Every visual choice is a render option, editable later in Editor. The configurable screenshot-only options (format, margin, aspectRatio) live under renderOptions.screenshot; the background, frame roundness, and shadow are shared with video and stay under renderOptions.output and renderOptions.recording. The comments below are the reference for each field.

There is no resolution preset for screenshots: the pixel size comes from the captured crop scaled by the capture device pixel density (recordOptions.deviceScaleFactor). Raise that for sharper stills. The crop is not configurable here (it is recorded from crop() / page.screenshot({ crop })).

The background (and the frame shadow and rounded corners) appear only when there is canvas area around the shot for them to fill, which is created by margin and/or an explicit aspectRatio. With neither, the output is the bare crop and the output/recording styling below has nowhere to render.

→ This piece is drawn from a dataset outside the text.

PR #82, opened 2016-01-20
dockerfile update

ABaldwinHunter:
Combine node install commands into single RUN

Avoids problematic behavior that occurs when the nodesource curl and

screenshot.renderOptions({
screenshot: {
// Gap between the framed shot and the canvas edge, in CSS px. A value > 0
// creates a background gutter (and gives the shadow and rounded corners room
// to render). Defaults to 0: the canvas hugs the shot, no background.
margin: 64,
// Output canvas aspect ratio. 'auto' (the default) hugs the shot plus the
// margin. An explicit ratio ('16:9', '1:1', '9:16', ...) centers the shot in
// that canvas and fills the surround with the background, for social cards.
aspectRatio: '1:1',
// PNG by default (lossless). JPEG is smaller for photo-heavy shots; its
// `quality` (1-100, default 90) is the compression level. Low values are
// allowed if you want a smaller file.
format: { type: 'jpeg', quality: 82 },
// Show the cursor at its final recorded position. Defaults to false (no
// cursor). Colour/size come from `mouse.style` / `mouse.size` below.
mouse: { show: true },
},
output: {
// Anything behind the framed shot: a CSS color, gradient, or image.
background: {
backgroundCss:
'linear-gradient(135deg, #0f172a 0%, #1e293b 60%, #0f3460 100%)',
},
},
recording: {
// Corner radius of the framed shot, as a fraction (0-1) of its shorter side.
roundness: 0.04,
// Drop shadow behind the frame (any CSS `drop-shadow(...)` filter).